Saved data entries
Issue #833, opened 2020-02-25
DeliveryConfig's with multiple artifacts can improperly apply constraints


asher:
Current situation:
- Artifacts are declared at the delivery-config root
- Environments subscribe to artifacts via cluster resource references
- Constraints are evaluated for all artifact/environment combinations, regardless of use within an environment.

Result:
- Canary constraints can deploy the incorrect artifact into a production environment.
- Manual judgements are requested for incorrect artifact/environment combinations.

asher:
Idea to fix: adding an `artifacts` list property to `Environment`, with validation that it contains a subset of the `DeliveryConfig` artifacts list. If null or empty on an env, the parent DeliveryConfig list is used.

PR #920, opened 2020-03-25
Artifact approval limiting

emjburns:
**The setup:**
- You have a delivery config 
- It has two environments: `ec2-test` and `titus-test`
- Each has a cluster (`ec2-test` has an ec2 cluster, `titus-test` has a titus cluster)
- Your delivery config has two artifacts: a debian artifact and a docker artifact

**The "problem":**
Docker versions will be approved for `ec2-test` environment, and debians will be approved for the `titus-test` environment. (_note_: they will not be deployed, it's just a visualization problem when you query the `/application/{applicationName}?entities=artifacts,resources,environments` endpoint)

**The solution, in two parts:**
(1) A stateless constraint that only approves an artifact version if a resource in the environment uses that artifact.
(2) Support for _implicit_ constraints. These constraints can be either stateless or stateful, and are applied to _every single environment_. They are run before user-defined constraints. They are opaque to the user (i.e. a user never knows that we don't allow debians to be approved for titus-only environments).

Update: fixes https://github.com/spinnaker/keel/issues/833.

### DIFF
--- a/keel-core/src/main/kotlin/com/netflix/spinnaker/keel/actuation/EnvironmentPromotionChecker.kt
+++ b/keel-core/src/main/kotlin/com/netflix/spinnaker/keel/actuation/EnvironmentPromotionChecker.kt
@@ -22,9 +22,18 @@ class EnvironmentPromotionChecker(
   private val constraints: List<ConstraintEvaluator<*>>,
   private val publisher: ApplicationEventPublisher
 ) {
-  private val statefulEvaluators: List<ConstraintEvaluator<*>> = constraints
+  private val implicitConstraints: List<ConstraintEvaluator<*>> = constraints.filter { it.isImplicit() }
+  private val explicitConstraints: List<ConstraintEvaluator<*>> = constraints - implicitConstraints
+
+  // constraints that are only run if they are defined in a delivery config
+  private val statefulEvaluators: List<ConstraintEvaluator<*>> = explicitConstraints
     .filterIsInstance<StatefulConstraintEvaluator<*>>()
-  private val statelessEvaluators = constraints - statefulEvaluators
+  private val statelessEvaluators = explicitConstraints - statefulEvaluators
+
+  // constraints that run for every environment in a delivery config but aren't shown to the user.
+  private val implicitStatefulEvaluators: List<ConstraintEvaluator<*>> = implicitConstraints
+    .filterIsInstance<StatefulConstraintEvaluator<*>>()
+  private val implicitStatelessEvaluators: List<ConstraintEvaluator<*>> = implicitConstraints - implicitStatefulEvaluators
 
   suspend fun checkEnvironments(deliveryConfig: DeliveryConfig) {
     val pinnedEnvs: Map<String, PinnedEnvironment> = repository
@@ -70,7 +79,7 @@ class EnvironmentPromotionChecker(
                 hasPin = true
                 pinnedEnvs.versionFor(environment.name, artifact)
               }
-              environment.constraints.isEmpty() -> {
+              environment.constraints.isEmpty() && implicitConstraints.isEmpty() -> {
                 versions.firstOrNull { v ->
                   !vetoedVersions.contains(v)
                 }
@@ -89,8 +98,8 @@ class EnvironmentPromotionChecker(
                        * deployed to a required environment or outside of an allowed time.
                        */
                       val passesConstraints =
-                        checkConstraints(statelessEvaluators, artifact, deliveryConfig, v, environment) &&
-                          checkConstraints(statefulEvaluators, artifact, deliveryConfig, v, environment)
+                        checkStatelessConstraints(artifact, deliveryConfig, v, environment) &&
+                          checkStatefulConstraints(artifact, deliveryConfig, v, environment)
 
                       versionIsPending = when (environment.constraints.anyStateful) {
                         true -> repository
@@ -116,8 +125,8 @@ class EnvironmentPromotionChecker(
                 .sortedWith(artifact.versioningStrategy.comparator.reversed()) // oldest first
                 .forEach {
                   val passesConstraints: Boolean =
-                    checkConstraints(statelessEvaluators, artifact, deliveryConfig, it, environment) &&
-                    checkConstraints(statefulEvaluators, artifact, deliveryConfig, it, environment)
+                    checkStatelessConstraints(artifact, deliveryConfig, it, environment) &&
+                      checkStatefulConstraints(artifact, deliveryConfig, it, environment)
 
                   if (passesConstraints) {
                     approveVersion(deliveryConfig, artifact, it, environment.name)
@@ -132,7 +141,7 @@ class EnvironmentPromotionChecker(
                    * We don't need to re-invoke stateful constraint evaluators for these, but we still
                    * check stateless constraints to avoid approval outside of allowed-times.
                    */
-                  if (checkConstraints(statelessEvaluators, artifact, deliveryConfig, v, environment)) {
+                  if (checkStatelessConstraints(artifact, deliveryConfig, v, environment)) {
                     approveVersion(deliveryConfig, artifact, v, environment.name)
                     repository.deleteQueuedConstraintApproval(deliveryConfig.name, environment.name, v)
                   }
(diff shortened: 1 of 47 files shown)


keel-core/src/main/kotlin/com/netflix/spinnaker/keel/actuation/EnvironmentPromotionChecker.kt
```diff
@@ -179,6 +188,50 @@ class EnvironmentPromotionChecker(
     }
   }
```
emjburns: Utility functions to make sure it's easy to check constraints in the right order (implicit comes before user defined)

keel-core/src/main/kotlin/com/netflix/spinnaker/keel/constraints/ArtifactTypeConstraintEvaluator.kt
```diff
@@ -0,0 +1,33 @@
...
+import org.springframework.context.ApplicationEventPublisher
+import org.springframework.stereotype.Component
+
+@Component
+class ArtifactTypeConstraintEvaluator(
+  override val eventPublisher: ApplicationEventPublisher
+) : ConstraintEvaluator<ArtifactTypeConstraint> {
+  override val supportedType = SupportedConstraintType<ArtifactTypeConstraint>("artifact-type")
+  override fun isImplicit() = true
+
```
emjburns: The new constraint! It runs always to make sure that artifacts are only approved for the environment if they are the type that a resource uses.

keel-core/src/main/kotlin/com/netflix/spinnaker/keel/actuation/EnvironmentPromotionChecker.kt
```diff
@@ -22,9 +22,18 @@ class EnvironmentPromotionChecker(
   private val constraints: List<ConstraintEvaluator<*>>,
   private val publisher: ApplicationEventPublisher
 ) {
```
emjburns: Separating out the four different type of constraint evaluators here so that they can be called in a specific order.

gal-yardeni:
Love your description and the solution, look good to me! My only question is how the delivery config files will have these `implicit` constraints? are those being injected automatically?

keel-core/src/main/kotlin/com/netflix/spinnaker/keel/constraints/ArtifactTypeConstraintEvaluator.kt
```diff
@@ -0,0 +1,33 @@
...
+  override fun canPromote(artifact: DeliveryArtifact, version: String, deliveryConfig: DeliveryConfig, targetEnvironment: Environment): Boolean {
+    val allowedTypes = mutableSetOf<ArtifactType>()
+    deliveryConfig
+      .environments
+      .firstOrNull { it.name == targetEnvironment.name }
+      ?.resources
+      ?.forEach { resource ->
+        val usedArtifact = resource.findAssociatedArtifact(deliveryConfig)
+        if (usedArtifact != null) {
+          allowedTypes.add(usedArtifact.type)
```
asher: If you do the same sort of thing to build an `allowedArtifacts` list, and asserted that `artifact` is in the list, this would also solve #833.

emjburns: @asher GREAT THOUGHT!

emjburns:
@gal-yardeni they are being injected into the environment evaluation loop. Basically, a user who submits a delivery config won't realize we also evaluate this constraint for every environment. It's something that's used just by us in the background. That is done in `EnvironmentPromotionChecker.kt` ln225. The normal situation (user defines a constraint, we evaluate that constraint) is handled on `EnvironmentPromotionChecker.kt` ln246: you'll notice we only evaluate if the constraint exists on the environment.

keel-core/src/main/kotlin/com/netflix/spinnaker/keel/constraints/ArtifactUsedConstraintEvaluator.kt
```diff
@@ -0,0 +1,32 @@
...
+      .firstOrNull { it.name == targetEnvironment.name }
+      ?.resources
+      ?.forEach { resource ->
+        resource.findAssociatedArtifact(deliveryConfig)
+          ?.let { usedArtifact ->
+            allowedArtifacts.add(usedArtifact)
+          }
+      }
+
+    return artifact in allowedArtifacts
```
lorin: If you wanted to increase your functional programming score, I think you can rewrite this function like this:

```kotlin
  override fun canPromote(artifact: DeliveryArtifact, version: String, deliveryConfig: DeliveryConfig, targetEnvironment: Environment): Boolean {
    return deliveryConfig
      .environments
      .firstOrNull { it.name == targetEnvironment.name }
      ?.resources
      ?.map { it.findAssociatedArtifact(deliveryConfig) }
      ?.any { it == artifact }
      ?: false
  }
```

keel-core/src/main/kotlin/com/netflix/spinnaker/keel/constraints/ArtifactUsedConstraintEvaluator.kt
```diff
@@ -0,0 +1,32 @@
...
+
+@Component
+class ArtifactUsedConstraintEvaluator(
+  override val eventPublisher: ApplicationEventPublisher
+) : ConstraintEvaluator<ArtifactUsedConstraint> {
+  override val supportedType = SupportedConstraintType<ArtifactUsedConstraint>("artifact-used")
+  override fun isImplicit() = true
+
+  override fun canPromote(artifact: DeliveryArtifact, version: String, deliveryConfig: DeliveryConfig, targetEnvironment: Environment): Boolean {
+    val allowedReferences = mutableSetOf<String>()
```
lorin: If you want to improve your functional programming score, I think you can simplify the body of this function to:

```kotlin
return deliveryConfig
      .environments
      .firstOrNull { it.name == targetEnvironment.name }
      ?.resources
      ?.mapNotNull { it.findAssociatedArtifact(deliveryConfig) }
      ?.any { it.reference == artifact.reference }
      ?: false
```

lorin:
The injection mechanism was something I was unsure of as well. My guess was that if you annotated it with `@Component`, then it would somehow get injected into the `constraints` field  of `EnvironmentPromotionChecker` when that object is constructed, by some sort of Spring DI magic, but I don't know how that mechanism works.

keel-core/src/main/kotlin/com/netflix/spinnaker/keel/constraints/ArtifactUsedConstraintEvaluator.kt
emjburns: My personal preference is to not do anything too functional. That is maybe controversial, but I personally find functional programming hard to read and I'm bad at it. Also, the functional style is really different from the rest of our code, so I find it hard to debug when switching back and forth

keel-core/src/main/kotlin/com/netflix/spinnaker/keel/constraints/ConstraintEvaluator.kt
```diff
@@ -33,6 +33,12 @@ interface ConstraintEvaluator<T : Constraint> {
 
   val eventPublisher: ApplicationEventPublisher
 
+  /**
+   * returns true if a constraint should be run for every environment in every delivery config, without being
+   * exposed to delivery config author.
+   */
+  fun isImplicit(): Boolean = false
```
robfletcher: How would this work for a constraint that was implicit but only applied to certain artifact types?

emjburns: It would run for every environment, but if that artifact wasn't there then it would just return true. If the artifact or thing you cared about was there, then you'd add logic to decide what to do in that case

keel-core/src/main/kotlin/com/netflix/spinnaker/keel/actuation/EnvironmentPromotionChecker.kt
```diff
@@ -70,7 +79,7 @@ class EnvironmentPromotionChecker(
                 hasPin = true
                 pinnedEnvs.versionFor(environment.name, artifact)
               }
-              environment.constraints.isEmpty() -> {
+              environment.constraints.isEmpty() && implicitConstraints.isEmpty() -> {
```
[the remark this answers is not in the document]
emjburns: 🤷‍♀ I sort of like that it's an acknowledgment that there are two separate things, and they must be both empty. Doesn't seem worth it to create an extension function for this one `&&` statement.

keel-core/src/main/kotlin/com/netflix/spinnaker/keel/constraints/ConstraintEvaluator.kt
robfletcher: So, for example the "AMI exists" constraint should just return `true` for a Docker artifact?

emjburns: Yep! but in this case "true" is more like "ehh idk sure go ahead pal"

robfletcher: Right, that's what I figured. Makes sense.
==
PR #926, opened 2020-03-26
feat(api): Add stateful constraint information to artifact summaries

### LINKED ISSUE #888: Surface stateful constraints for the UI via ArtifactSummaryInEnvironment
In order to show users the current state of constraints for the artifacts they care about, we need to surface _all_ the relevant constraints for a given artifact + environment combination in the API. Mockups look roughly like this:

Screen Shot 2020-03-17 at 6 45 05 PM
--
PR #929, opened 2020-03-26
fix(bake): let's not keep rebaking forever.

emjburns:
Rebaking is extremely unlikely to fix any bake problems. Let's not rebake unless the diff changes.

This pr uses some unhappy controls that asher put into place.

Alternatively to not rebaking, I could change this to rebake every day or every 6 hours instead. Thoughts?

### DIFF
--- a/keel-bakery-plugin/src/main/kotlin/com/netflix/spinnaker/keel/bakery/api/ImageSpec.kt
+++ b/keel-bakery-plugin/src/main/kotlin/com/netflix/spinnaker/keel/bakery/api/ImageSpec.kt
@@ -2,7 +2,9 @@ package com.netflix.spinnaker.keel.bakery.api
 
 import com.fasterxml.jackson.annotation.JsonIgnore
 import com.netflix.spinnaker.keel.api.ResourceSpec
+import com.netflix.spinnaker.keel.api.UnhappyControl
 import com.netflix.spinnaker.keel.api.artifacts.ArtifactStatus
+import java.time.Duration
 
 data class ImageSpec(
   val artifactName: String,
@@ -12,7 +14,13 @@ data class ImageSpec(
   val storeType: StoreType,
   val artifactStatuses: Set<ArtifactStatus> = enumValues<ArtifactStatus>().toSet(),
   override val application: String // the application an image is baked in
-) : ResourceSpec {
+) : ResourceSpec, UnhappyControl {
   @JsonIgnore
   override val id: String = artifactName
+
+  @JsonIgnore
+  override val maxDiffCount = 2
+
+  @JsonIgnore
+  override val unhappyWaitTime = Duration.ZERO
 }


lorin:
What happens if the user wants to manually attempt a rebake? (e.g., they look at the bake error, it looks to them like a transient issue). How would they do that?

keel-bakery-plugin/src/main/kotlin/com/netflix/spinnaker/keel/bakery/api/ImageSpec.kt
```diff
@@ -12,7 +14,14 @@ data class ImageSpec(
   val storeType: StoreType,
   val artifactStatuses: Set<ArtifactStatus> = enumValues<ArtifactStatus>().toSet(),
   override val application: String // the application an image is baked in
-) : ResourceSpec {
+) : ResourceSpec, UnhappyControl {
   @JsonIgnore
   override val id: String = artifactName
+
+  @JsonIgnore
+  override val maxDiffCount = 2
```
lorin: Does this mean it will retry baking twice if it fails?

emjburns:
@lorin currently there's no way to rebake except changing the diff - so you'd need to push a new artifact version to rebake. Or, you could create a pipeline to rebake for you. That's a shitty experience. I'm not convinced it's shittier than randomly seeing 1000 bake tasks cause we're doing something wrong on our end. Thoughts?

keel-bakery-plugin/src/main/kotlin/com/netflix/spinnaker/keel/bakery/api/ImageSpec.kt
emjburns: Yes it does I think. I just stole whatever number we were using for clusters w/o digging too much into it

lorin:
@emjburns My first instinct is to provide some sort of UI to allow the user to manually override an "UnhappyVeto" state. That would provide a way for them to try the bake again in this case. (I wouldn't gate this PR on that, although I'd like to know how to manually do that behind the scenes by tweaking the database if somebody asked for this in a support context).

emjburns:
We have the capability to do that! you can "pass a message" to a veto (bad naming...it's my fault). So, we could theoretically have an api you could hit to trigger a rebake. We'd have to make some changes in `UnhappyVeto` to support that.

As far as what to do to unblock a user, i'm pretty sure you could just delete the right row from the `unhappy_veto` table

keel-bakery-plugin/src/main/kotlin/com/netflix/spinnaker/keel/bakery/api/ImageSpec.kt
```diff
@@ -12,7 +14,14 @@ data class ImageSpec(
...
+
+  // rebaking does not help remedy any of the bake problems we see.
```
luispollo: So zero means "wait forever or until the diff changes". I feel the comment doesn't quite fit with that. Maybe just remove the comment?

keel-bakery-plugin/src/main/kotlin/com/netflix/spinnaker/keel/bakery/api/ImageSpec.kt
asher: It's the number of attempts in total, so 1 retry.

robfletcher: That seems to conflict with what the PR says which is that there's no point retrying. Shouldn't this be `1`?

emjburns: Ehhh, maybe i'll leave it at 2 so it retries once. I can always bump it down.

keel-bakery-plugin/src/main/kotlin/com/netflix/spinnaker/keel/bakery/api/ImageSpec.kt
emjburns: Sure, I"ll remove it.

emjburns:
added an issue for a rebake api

Task prompt: Copy each line from the data above that includes "Component".

Answer section:
+import org.springframework.stereotype.Component
+@Component
+@Component
The injection mechanism was something I was unsure of as well. My guess was that if you annotated it with `@Component`, then it would somehow get injected into the `constraints` field  of `EnvironmentPromotionChecker` when that object is constructed, by some sort of Spring DI magic, but I don't know how that mechanism works.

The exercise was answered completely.